Later Gene saw him cutting the shims with a pair of tinsnips, making
narrow rectangles of various sizes. After lunch he began cementing
the pieces together to make curving shapes like staircases, or like
fanned-out playing cards. At the end of the day he had assembled these
into a standing hawk-headed figure, a bird-man or man-bird whose arms
seemed in the process of turning into wings, or the wings into arms. The
next day he took it apart and started over.
"That was beautiful," Gene said. "Why didn't you keep it?"
"Not what I want," Avila grunted. He spent the next two days building
up another figure, larger and more complex than the other, and took
it apart. The third version occupied him for a week. It had horns now,
ending in little brass balls, and it stood in a haif-crouching position
as if prepared for flight.
The next day, while Gene watched in fascination, he made a two-piece
rubber mold around the figure, then a plaster shell to cover the
mold. When the plaster was dry, he took the shell and the mold apart,
carefully inspected them, and put them back together. He melted beeswax
in a pot, upended the mold in its shell, supporting it in a bucket of
sand, and poured the hot wax in. After a few moments he poured it out
again, leaving a thin coating on the inside of the mold. When he took
the mold apart, he had a hollow wax image of the figure, but the tips
of the horns were missing.
"No good," he said. "I worry about that." He broke up the wax, dropped
it back into the pot and melted it again. This time, before he put the
mold together, he brushed hot wax into the pieces that would make the
horns. The wax image came out complete and perfect. Then for two days
he worked with the wax, smoothing irregularities, sharpening edges with
a knife, adding bits here and there.
"Couldn't you work in wax to begirt with?" Gene asked.

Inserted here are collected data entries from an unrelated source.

PR #5849, opened 2023-10-20
feat(chatffi): get conversationalists

brianp:
Description
---
Add a feature to fetch a list of TariAddresses that a client currently has conversations with. This is any address a message has been sent to or received from.

Motivation and Context
---
Without being about to fetch a list of addresses a client has conversations with, the client can't actually fetch any independent conversations, as conversations are fetched with an address id.

How Has This Been Tested?
---
New test additions

---
Changes are pretty standard throughout. Handler/Service/DB updates.

Breaking Changes
---

- [x] None
- [ ] Requires hard fork
- [ ] Other - Please specify


base_layer/contacts/src/chat_client/src/client.rs
```diff
@@ -194,6 +195,18 @@ impl ChatClient for Client {
...
         message
     }
+
+    async fn get_conversationalists(&self) -> Vec<TariAddress> {
+        let mut addresses = vec![];
+        if let Some(mut contacts_service) = self.contacts.clone() {
+            addresses = contacts_service
+                .get_conversationalists()
+                .await
+                .expect("Addresses from conversations not fetched");
```
SWvheerden, line 205: Please change this to either return an error, or return an empty vec on error.

brianp: I didn't handle the error here specifically because every function in this client needs to have its errors managed. I can change just this one if you want, but the last task for chat is to clean up this class to remove panic potential, and anywhere else through the contacts service. Which I planned to do in it's own PR.

base_layer/chat_ffi/src/conversationalists.rs
```diff
@@ -0,0 +1,186 @@
...
+/// `client` - The ChatClient
+/// `error_out` - Pointer to an int which will be modified
+///
+/// ## Returns
+/// `*mut ptr ConversationalistsVector` - a pointer to a ConversationalistsVector
+///
+/// ## Safety
+/// The `ConversationalistsVector` should be destroyed after use
+#[no_mangle]
+pub unsafe extern "C" fn get_conversationalists(
```
hansieodendaal, line 49: I am missing the create and destroy test for this function in `fn test_retrieving_conversationalists_from_vector`

hansieodendaal (commented):
Looks good, just one comment ^^

base_layer/chat_ffi/src/conversationalists.rs
brianp: The destroy is used in the `test_retrieving_conversationalists_from_vector`.

As for a `get_conversationlists` test it gets harder because it requires a whole running client/db/service etc. Which I haven't setup for any of the unit testing in chat. It is covered in cucumber though.

PR #5863, opened 2023-10-24
fix: db resize issues

SWvheerden:
Description
---
Fixes a resize issue with horizon sync mode

Motivation and Context
---
Lmdb only resizes on transactions, and not pure table changes in our code, this changes the tip smt to always use the transactions, as this call might be large. 

How Has This Been Tested?
---
manual

### DIFF
--- a/Cargo.lock
+++ b/Cargo.lock
@@ -5868,7 +5868,6 @@ dependencies = [
  "log",
  "rand",
  "serde",
- "serde_derive",
  "serde_json",
  "tari_common",
  "tari_crypto",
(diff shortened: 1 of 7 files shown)


brianp (commented):
I'm not sure I follow the changes.

We removed the implementations of this functions from other databases backends (lmdb) and now only rely on the chain storage for this data?

Do we need to clean out anything from lmdb if we're no longer using it?

SWvheerden:
So the DB call only makes direct changes to the table. 
It now uses the transaction call, which intercepts the error `db resize required` and resizes the db, and tries again. The insert_tip_smt is a dangerous call since it does not do the resize, so I just removed it.

stringhandler (approved):

PR #5864, opened 2023-10-24
chore: few small code improvements

SWvheerden:
Description
---
Ensures that both header_sync and its rpc methods use the same constants. 
Improves the code readability 

Motivation and Context
---
These changes where discussed and brought up during the hazop code meeting


base_layer/core/src/chain_storage/blockchain_database.rs
```diff
@@ -728,7 +728,7 @@ where B: BlockchainBackend
     ) -> Result<TargetDifficulties, ChainStorageError> {
         let db = self.db_read_access()?;
         let mut current_header = db.fetch_chain_header_in_all_chains(&current_block_hash)?;
-        let mut targets = TargetDifficulties::new(&self.consensus_manager, current_header.height() + 1)
+        let mut targets = TargetDifficulties::new(&self.consensus_manager, current_header.height().saturating_add(1))
```
brianp, line 731: Good catch

brianp (approved):
LGTM utAck

PR #5866, opened 2023-10-24
chore: fix spend test

### LINKED ISSUE #5815: Wrong test for double spend
The Tari testcase that checks for double spends is wrong, as it actually tests for
duplicated excess factors and does not consider that an input can be reused while
changing the excess factor of the transaction.
The test is named it_checks_double_spends:

```
async fn it_checks_double_spends() {
let (mut blockchain, validator) = setup(true);
let (_, coinbase_a) = blockchain.add_next_tip(block_spec!
("A")).await.unwrap();
let (txs, _) =
schema_to_transaction(&[txn_schema!(from: vec![coinbase_a], to:
vec![50 * T])], &blockchain.km).await;
blockchain
.add_next_tip(block_spec!("1", transactions: txs.iter().map(|t|
(**t).clone()).collect()))
.await
.unwrap();
let (block, _) = blockchain
.create_next_tip(
BlockSpec::new()
.with_transactions(txs.iter().map(|t|
(**t).clone()).collect())
.finish(),
)
.await;
let txn = blockchain.db().db_read_access().unwrap();
let err = validator.validate_body(&*txn,
block.block()).unwrap_err();
assert!(matches!(err, ValidationError::DuplicateKernelError(_)));
}
```

The issue is that the test uses the txs transactions twice, adding them to the
blockchain and then trying to validate a new block with the same transactions
again. This results in a DuplicateKernelError. But to correctly test for a double
spend, the inputs used are more important than the excess factor: an input can be
reused and added to other inputs to change the excess factor while still resulting
in a double spend.
No tests that check for correct error ContainsSTxO are in the project.

SWvheerden:
Description
---
Fixes spend test

Motivation and Context
---
double spend test should test for the correct error type

How Has This Been Tested?
---
unit tests

Fixes: #5815

### DIFF
--- a/base_layer/core/src/validation/block_body/test.rs
+++ b/base_layer/core/src/validation/block_body/test.rs
@@ -269,8 +269,11 @@ async fn it_checks_double_spends() {
     let (mut blockchain, validator) = setup(true);
 
     let (_, coinbase_a) = blockchain.add_next_tip(block_spec!("A")).await.unwrap();
-    let (txs, _) =
-        schema_to_transaction(&[txn_schema!(from: vec![coinbase_a.clone()], to: vec![50 * T])], &blockchain.km).await;
+    let (txs, _) = schema_to_transaction(
+        &[txn_schema!(from: vec![coinbase_a.clone()], to: vec![50 * T])],
+        &blockchain.km,
+    )
+    .await;
 
     blockchain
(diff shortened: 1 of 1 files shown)


brianp (approved):
LGTM utAck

"Sure, but the wax has to be hollow or there will be too much bronze,
too heavy. Watch what I do now." He dipped his fingers into the cooling
wax-pot, formed the soft wax into little bails, rolled them into
cylinders. He carefully attached these to the figure to make vents and
pipes. Two narrow ones went from the head to the tips of the horns. "If
I don't do this," he explained, "the same thing will happen with the
bronze. Better to make your mistakes in wax."